RECORDS SUPPLIED: Begin

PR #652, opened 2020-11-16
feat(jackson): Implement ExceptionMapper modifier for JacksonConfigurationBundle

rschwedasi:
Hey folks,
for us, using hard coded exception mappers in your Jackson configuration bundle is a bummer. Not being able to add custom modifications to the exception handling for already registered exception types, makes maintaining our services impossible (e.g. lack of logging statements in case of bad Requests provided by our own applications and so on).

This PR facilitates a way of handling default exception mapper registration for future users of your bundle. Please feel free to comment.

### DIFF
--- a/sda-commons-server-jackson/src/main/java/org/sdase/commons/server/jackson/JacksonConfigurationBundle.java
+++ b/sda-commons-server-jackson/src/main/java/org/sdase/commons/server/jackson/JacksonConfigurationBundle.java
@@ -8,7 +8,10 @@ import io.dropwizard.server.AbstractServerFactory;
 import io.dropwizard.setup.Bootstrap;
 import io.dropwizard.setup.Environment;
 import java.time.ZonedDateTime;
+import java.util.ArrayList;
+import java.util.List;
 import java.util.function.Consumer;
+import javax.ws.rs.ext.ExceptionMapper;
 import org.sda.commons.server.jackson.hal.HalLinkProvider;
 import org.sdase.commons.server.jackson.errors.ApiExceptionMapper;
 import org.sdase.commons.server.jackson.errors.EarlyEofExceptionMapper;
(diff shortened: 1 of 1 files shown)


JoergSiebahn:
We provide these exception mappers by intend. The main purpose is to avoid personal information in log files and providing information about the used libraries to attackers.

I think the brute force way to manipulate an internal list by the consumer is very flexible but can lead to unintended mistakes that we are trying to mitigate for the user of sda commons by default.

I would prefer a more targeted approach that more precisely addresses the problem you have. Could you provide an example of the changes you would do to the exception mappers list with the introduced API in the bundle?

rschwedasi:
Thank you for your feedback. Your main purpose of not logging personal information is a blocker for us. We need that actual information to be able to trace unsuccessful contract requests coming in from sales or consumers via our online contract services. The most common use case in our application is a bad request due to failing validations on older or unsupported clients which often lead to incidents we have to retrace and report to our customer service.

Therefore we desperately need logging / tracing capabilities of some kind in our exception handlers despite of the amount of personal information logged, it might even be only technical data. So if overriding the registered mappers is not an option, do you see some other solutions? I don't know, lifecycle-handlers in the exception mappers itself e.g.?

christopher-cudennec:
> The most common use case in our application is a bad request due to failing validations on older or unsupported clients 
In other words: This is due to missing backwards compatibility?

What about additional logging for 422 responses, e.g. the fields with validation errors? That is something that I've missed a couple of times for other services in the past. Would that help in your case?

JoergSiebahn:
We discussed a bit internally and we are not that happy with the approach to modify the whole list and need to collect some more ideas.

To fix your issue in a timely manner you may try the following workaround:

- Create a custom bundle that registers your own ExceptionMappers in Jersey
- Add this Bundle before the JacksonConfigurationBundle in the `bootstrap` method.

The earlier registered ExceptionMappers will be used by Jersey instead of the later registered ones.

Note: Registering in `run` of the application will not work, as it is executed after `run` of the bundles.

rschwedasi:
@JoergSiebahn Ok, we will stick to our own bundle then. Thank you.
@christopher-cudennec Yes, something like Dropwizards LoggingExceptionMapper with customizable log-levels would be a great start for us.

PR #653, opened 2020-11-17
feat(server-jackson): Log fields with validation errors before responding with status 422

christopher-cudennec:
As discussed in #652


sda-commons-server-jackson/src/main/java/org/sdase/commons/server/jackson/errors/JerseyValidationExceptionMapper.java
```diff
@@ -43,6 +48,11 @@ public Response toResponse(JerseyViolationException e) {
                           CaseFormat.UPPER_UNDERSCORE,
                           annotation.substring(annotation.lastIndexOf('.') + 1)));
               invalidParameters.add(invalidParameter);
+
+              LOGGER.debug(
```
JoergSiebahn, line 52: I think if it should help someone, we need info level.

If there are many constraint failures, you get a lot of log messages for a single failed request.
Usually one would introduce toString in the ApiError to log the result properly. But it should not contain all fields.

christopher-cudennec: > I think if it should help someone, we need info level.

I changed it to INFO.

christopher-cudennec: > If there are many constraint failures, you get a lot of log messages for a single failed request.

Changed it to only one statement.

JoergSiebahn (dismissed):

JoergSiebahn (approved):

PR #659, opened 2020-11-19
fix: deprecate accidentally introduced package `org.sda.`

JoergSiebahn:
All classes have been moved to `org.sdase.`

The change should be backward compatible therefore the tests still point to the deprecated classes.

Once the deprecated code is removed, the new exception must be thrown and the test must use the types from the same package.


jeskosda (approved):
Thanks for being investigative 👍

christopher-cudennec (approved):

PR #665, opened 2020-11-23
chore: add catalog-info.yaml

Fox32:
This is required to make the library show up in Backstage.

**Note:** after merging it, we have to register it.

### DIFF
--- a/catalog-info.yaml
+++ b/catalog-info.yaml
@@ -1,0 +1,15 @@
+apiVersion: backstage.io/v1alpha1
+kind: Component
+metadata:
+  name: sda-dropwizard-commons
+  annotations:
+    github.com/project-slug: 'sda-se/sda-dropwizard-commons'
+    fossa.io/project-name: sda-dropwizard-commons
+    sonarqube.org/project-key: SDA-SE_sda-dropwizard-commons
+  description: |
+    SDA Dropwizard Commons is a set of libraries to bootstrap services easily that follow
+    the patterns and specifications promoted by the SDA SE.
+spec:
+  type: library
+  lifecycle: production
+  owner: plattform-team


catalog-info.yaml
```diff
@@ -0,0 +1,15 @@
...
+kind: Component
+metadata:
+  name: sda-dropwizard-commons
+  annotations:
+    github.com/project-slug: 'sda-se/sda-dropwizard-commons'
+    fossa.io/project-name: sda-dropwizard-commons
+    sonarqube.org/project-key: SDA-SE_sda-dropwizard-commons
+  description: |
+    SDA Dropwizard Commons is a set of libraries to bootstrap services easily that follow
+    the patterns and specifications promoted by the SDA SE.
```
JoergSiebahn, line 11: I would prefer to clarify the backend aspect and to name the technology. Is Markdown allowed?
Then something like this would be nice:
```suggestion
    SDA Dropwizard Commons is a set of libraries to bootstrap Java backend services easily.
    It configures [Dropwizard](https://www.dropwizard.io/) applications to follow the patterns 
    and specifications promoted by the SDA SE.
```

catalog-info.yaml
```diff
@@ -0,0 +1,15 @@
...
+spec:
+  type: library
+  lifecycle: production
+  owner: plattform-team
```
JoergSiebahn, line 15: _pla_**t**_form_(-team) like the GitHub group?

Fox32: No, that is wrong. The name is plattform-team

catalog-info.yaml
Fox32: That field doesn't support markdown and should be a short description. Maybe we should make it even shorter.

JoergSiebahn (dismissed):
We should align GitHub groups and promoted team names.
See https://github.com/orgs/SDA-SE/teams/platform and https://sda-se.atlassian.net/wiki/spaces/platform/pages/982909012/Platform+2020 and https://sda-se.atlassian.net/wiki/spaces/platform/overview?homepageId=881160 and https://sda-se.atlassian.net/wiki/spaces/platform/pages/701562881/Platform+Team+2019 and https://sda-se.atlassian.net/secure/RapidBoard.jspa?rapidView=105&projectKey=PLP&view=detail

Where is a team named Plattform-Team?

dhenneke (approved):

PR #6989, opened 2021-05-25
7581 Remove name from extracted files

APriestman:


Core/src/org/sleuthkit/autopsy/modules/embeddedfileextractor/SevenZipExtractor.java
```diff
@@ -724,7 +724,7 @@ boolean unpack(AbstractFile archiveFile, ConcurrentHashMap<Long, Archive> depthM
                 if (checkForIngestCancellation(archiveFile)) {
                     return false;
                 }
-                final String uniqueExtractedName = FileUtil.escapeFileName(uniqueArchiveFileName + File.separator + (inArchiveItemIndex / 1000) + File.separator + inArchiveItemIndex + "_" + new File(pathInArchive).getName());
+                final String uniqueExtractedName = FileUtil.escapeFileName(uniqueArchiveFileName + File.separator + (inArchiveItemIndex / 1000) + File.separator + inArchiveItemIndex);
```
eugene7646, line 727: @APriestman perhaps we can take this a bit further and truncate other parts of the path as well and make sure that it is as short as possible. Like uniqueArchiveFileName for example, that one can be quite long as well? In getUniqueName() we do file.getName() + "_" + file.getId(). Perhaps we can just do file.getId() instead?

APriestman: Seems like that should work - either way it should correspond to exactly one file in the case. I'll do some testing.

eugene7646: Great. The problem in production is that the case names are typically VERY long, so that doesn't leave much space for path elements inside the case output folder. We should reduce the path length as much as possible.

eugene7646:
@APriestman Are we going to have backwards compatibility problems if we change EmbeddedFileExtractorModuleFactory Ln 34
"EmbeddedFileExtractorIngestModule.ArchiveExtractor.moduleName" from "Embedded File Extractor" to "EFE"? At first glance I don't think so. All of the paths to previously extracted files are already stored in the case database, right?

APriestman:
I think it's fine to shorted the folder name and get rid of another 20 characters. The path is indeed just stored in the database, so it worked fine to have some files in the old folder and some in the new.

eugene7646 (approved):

RECORDS SUPPLIED: End
RECORDS SUPPLIED: Begin

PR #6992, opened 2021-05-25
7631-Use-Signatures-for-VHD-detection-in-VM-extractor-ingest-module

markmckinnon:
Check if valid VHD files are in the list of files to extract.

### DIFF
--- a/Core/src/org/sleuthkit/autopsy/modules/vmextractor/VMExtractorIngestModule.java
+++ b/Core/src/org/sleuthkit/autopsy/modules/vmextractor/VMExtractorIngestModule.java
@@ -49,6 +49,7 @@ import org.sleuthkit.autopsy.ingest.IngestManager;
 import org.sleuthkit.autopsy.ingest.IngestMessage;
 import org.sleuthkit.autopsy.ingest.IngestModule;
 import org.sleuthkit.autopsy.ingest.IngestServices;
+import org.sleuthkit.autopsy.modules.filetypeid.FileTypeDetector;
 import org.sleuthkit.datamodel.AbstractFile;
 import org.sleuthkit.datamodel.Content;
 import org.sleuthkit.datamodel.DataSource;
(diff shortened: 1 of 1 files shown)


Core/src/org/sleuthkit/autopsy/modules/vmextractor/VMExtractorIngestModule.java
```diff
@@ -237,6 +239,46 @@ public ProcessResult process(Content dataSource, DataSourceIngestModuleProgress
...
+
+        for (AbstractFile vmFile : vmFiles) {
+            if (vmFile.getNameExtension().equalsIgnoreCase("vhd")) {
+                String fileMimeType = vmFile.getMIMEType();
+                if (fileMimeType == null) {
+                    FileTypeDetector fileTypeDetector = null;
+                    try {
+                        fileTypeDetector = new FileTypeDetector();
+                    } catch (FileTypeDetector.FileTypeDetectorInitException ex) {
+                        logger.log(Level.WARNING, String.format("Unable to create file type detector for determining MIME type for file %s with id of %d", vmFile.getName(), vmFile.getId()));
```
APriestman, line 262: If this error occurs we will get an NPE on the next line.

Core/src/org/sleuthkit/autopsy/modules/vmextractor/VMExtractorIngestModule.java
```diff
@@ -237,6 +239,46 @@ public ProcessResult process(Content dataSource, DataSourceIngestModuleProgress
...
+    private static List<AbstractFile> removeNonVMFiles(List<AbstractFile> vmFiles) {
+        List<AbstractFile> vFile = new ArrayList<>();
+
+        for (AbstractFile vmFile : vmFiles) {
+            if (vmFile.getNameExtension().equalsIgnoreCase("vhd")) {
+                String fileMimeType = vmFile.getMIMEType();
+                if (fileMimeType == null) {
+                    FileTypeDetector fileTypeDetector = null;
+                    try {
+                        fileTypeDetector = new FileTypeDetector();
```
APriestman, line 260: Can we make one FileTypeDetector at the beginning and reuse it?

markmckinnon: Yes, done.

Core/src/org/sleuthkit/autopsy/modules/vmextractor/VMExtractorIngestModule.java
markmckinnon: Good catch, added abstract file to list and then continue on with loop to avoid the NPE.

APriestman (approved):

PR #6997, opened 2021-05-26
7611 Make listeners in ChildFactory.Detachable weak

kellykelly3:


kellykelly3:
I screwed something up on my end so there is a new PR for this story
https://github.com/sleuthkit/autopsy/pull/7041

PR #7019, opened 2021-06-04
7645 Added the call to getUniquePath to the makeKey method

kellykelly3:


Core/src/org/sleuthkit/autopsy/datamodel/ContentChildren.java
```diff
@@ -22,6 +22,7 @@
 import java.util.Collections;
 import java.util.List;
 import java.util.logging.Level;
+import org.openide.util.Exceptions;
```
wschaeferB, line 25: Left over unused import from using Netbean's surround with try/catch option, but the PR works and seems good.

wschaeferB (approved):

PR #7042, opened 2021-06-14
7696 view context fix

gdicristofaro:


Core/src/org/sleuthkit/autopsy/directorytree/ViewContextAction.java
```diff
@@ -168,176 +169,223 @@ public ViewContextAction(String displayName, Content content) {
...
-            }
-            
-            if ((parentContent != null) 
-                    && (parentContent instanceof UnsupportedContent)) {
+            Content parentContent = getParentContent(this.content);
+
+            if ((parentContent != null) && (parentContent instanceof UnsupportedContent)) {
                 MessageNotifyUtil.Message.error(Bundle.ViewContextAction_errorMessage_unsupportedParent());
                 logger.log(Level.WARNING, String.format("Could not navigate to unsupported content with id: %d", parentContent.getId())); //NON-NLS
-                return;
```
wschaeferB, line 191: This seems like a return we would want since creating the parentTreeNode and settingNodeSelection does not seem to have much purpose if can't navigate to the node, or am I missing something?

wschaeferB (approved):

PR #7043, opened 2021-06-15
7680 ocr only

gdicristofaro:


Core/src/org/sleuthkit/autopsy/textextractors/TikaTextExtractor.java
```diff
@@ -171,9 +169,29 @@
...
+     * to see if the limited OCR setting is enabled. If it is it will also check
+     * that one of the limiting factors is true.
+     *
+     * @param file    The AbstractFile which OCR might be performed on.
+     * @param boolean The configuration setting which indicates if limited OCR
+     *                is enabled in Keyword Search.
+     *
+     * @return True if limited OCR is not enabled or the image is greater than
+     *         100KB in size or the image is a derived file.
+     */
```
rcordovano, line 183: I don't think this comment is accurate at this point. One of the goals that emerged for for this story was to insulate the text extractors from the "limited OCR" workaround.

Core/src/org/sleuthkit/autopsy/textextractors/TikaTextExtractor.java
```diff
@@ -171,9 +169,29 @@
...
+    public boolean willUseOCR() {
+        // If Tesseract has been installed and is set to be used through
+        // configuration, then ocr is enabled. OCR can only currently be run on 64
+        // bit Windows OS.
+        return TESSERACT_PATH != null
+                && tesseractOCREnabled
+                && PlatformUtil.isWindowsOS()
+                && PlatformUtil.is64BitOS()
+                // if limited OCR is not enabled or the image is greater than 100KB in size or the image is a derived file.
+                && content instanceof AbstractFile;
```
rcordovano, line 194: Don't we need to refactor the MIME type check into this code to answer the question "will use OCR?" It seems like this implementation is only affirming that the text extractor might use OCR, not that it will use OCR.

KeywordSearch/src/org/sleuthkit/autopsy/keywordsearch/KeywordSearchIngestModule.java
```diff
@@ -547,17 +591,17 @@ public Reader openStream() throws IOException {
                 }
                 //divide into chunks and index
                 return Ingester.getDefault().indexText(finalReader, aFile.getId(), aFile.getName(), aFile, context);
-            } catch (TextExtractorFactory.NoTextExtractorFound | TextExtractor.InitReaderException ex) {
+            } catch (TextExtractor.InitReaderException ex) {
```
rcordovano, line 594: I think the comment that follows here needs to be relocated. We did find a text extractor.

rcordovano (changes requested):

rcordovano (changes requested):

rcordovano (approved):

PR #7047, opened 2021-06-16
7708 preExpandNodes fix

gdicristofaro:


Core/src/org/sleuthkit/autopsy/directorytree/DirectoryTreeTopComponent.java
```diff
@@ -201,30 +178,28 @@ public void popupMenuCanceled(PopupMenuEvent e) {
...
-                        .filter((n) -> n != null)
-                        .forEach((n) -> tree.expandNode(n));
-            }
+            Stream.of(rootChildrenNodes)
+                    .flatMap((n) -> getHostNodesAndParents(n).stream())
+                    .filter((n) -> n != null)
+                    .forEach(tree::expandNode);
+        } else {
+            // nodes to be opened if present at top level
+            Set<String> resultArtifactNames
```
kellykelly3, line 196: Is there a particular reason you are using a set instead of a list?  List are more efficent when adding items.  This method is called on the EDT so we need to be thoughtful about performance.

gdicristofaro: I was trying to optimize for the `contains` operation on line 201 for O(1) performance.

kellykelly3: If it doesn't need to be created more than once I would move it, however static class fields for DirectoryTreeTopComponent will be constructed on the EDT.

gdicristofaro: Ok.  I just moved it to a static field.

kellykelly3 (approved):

RECORDS SUPPLIED: End
RECORDS SUPPLIED: Begin

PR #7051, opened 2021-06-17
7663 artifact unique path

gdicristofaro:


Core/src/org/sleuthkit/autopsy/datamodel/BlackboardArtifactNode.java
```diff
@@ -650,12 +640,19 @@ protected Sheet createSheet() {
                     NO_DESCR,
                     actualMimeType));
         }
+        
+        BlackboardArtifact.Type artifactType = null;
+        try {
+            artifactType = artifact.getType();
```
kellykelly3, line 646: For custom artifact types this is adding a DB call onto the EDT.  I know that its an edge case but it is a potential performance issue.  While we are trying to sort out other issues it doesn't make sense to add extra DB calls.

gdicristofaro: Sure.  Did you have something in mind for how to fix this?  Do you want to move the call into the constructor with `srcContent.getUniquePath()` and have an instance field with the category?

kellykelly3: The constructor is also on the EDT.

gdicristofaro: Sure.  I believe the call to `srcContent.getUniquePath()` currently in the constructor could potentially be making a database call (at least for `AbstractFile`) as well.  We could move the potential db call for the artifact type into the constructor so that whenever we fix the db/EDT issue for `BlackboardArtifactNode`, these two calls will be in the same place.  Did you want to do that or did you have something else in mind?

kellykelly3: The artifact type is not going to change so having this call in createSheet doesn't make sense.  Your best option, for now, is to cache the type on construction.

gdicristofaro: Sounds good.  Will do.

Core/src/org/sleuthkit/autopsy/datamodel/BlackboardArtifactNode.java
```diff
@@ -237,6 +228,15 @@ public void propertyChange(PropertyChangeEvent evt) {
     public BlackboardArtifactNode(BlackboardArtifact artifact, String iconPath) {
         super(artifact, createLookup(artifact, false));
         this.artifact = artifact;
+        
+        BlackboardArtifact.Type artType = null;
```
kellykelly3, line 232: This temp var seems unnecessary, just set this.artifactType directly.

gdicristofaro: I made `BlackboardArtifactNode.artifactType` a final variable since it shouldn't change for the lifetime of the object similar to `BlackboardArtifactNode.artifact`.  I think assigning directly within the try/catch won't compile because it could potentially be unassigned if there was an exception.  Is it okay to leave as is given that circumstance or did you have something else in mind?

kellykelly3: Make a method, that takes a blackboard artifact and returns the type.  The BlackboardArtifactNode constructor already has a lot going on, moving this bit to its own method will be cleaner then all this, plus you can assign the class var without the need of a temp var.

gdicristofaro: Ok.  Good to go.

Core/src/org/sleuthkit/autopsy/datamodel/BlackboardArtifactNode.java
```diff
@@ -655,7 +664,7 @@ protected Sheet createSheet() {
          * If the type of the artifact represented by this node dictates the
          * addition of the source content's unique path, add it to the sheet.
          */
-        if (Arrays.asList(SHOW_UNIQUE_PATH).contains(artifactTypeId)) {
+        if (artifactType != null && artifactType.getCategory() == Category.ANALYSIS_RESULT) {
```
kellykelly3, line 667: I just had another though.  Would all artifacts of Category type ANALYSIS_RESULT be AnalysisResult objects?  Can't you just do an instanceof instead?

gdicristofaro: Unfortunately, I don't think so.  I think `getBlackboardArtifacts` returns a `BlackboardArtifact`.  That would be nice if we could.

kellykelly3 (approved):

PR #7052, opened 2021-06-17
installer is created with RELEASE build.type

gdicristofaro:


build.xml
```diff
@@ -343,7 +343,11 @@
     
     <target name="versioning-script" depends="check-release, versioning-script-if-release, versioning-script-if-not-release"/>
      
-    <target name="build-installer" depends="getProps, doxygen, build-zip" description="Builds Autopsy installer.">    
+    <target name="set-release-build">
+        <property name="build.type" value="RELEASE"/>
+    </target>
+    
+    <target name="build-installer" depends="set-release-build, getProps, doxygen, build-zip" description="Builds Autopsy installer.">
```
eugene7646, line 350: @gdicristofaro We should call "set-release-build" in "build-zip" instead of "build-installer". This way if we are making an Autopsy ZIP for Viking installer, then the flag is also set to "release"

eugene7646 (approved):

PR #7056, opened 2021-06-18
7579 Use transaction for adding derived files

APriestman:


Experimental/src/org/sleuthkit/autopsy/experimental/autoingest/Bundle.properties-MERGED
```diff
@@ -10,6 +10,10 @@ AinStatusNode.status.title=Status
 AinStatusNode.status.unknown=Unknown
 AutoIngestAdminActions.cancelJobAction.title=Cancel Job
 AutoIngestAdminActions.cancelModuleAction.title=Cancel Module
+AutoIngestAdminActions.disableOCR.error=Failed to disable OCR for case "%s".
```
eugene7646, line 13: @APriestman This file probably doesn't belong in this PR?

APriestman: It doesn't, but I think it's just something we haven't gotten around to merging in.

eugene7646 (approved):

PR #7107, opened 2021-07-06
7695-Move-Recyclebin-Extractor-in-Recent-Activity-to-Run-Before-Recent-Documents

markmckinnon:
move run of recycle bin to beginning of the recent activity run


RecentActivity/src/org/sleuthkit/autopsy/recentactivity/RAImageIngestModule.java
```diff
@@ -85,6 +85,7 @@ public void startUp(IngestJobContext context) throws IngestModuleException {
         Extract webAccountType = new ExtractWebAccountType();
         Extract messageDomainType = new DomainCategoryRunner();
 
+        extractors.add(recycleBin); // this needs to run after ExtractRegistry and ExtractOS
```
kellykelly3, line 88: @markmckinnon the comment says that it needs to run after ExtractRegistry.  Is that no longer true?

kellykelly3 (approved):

RECORDS SUPPLIED: End

- WHAT THE TASK REQUIRES -
Working from the listing above, pick out every line that has "discussed" and copy it.

- EXERCISE SOLUTION -
We discussed a bit internally and we are not that happy with the approach to modify the whole list and need to collect some more ideas.
As discussed in #652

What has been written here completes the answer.